PR #2749, opened 2019-08-24
use std::mem::MaybeUninit::uninit().assume_init() instead of deprecated std::mem::uninitialized().

matthiaskrgr:


alacritty_terminal/src/tty/unix.rs
```diff
@@ -91,7 +90,7 @@ struct Passwd<'a> {
 /// If `buf` is changed while `Passwd` is alive, bad thing will almost certainly happen.
 fn get_pw_entry(buf: &mut [i8; 1024]) -> Passwd<'_> {
     // Create zeroed passwd struct
-    let mut entry: libc::passwd = unsafe { ::std::mem::uninitialized() };
+    let mut entry: libc::passwd = unsafe { ::std::mem::MaybeUninit::uninit().assume_init() };
```
rhysd: This is not correct usage of `MaybeUninit`. It causes undefined behavior. Somehow you need to initialize `libc::passwd` before calling `.assume_init()`.

From [official document](https://doc.rust-lang.org/beta/std/mem/union.MaybeUninit.html):

> Similarly, entirely uninitialized memory may have any content, while a bool must always be true or false. Hence, creating an uninitialized bool is undefined behavior:

```rust
use std::mem::{self, MaybeUninit};

let b: bool = unsafe { mem::uninitialized() }; // undefined behavior!
// The equivalent code with `MaybeUninit<bool>`:
let b: bool = unsafe { MaybeUninit::uninit().assume_init() }; // undefined behavior!
```

I recently created a similar PR to `term` crate. FWIW, please refer it how to handle initializing uninitialized memory with `MaybeUninit`:

https://github.com/Stebalien/term/pull/101

chrisduerr:
Small update, the glutin rework is on 1.36.0 minimum Rust version now, since that has been adopted by most distros now and it was causing some build failures.

I want to merge that in the near future for a broader testing audience, so I think we can get on this again after that.

chrisduerr:
I've decided to add the 1.36.0 update to the latest master separate from the glutin PR. So it should be possible to rebase this on the latest master and fix outstanding issues now @matthiaskrgr.

PR #2755, opened 2019-08-26
Fix url highlight not showing with required modifiers

chrisduerr:


kchibisov:
> Oh, add an entry to the CHANGELOG.md 😉

There is no need in `CHANGELOG.md` update, because this bug wasn't released yet.

chrisduerr:
> I find it interesting that having mouse: url: modifiers: Shift updates the pointer to a hand without moving the mouse (not underlining the URL however), while mouse: url: modifiers: Control requires the mouse to move before updating the cursor style.

This is a very good point, currently we only track the shift modifier. Generally I think the original PR should have been held back until after the evlp2 rework, but there'll likely be a second revision then.

So once https://github.com/rust-windowing/winit/issues/1124 is merged, we can probably just get rid of `Modifiers` and that will resolve all these issues.

PR #2762, opened 2019-08-28
Continuously track visible URLs

CrackedP0t:
This PR scans for URLs every frame, and it will only go 4096 characters away from the current viewport. It starts scanning 4096 characters below the viewport, and it stops scanning either once the last URL that extends above the viewport ends, or once the last URL reaches 4096 characters.

I made sure to scan before events are processed but after they're gathered, so that the events always operate on the same lock as the URL scan.

Thanks, feedback welcome!

### DIFF
--- a/alacritty_terminal/src/term/mod.rs
+++ b/alacritty_terminal/src/term/mod.rs
@@ -47,6 +47,9 @@ pub mod color;
 /// Used to match equal brackets, when performing a bracket-pair selection.
 const BRACKET_PAIRS: [(char, char); 4] = [('(', ')'), ('[', ']'), ('{', '}'), ('<', '>')];
 
+/// The highest number of characters Alacritty will search for a URL
+const MAX_URL_LENGTH: usize = 2048;
+
 /// A type that can expand a given point to a region
 ///
 /// Usually this is implemented for some 2-D array type since
@@ -684,6 +687,9 @@ impl VisualBell {
 }
 
 pub struct Term<T> {
+    /// Terminal focus
+    pub is_focused: bool,
+
     /// The grid
     grid: Grid<Cell>,
 
@@ -755,11 +761,11 @@ pub struct Term<T> {
     /// Clipboard access coupled to the active window
     clipboard: Clipboard,
 
+    /// All the URL locations in the current view
+    urls: Vec<Url>,
+
     /// Proxy for sending events to the event loop
     event_proxy: T,
-
-    /// Terminal focus
-    pub is_focused: bool,
 }
 
 /// Terminal size info
@@ -887,6 +893,7 @@ impl<T> Term<T> {
             clipboard,
             event_proxy,
             is_focused: true,
+            urls: Vec::new(),
         }
     }
 
@@ -1233,18 +1240,23 @@ impl<T> Term<T> {
         &mut self.clipboard
     }
 
-    pub fn urls(&self) -> Vec<Url> {
+    pub fn update_urls(&mut self) {
+        self.urls.clear();
+
         let display_offset = self.grid.display_offset();
         let num_cols = self.grid.num_cols().0;
         let last_col = Column(num_cols - 1);
         let last_line = self.grid.num_lines() - 1;
 
-        let grid_end_point = Point::new(0, last_col);
-        let mut iter = self.grid.iter_from(grid_end_point);
+        let start_line = display_offset.saturating_sub(MAX_URL_LENGTH / num_cols);
+        let start_col = if display_offset == 0 { last_col } else { Column(MAX_URL_LENGTH % num_cols) };
+        let start_search_point = Point::new(start_line, start_col);
+        let mut iter = self.grid.iter_from(start_search_point);
 
         let mut parser = Parser::new();
         let mut extra_url_len = 0;
-        let mut urls = Vec::new();
+
+        let mut current_url_len = 0;
 
         let mut c = Some(iter.cell());
         while let Some(cell) = c {
@@ -1263,24 +1275,39 @@ impl<T> Term<T> {
                 parser.reset();
             }
 
+            let above_viewport = point.line > last_line.0 + display_offset;
+
+            current_url_len += 1;
+
             // Advance parser
             match parser.advance(cell.c) {
                 ParserState::Url(length) => {
-                    urls.push(Url::new(point, length + extra_url_len, num_cols))
+                    current_url_len = 0;
+
+                    self.urls.push(Url::new(point, length + extra_url_len, num_cols));
                 },
                 ParserState::NoUrl => {
                     extra_url_len = 0;
+                    current_url_len = 0;
 
                     // Stop searching for URLs once the viewport has been left without active URL
-                    if point.line > last_line.0 + display_offset {
+                    if above_viewport {
                         break;
                     }
                 },
                 _ => (),
             }
-        }
 
-        urls
+            // Don't cut off URLs in viewport, because we'll iterate over them anyway
+            if above_viewport && current_url_len > MAX_URL_LENGTH {
+                break;
+            }
+        }
+    }
+
+    #[inline]
+    pub fn urls(&self) -> &[Url] {
+        &self.urls
     }
 
     pub fn url_to_string(&self, url: Url) -> String {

########

» **Work request**
The response should be an exact copy of the lines from the one with "if above_viewport &&" through the end of the data, with no other text.

» **Answer section**
+            if above_viewport && current_url_len > MAX_URL_LENGTH {
+                break;
+            }
+        }
+    }
+
+    #[inline]
+    pub fn urls(&self) -> &[Url] {
+        &self.urls
     }
 
     pub fn url_to_string(&self, url: Url) -> String {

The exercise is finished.